◆ EXERCISE DIRECTIONS: Go through the data below and return each line where the string "carried" appears.

Saved entries:

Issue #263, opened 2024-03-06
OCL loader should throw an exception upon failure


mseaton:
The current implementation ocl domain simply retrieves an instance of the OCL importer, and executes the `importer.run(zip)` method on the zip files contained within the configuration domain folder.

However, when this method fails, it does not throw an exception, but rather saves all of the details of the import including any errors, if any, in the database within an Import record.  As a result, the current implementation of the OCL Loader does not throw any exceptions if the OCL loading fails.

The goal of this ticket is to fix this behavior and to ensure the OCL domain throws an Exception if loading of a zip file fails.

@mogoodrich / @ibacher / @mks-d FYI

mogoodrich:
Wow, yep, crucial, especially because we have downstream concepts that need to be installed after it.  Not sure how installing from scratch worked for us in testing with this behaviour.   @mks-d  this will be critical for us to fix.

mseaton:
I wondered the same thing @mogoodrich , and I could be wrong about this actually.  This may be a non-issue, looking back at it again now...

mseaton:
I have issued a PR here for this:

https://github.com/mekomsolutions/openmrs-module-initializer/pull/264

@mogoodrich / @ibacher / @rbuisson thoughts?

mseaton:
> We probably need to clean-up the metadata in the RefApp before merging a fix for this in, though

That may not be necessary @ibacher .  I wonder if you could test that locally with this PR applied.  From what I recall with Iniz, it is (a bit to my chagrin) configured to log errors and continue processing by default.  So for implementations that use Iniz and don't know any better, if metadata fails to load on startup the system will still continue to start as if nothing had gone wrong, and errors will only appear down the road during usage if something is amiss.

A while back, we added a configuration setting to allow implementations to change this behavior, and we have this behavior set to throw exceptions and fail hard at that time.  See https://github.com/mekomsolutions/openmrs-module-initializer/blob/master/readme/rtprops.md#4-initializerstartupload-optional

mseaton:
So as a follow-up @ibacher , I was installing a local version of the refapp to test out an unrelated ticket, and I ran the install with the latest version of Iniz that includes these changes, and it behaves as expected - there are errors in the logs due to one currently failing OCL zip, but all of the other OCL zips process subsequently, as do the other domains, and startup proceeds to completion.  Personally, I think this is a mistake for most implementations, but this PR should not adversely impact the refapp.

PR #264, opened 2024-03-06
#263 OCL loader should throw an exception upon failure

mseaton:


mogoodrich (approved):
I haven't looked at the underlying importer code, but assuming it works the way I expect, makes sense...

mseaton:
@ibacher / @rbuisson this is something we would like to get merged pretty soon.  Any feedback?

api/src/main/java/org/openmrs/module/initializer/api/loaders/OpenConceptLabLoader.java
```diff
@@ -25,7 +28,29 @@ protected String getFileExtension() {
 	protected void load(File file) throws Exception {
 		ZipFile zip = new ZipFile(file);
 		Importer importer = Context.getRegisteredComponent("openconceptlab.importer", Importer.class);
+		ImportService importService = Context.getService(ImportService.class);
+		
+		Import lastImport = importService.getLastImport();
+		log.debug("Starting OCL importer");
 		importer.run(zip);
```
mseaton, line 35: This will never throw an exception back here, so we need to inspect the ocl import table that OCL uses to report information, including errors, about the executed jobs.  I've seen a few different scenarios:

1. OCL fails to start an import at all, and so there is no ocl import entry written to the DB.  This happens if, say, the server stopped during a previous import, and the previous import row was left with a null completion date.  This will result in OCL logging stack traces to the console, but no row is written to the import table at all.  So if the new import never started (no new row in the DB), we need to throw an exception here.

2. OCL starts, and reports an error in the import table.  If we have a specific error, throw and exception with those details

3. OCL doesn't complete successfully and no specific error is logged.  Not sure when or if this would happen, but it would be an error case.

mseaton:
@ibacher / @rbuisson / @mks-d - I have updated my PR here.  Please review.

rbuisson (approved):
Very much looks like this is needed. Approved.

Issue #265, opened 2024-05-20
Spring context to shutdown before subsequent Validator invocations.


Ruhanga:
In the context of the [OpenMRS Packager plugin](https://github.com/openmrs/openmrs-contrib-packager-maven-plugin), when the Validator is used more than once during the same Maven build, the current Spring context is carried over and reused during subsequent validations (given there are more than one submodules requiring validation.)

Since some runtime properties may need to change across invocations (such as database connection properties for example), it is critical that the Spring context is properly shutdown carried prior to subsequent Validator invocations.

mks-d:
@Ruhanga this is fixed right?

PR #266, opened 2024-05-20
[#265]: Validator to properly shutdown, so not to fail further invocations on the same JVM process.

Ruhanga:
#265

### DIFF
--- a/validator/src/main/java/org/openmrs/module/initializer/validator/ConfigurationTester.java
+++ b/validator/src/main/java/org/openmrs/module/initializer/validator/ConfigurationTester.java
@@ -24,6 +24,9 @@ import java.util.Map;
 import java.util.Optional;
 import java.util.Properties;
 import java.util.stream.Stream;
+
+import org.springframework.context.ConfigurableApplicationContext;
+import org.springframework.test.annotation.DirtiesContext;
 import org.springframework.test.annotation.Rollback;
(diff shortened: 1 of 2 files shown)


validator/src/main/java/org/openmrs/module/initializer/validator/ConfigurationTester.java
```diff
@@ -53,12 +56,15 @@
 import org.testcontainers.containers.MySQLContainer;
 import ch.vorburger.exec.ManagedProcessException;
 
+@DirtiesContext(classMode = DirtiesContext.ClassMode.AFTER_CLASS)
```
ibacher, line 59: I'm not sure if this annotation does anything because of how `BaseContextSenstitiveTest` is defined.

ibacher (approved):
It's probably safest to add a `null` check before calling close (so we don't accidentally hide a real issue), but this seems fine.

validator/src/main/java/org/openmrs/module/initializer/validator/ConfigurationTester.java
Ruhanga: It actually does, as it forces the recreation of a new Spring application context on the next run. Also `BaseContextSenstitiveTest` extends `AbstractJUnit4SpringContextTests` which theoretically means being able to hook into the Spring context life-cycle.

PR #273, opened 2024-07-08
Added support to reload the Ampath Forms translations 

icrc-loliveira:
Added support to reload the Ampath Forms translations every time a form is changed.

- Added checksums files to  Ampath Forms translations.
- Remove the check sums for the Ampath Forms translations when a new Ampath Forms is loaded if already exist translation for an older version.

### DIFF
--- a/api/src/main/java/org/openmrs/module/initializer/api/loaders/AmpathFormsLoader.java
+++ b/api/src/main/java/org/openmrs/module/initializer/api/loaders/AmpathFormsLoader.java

◆ ANSWER FOR THE TASK:
In the context of the [OpenMRS Packager plugin](https://github.com/openmrs/openmrs-contrib-packager-maven-plugin), when the Validator is used more than once during the same Maven build, the current Spring context is carried over and reused during subsequent validations (given there are more than one submodules requiring validation.)
Since some runtime properties may need to change across invocations (such as database connection properties for example), it is critical that the Spring context is properly shutdown carried prior to subsequent Validator invocations.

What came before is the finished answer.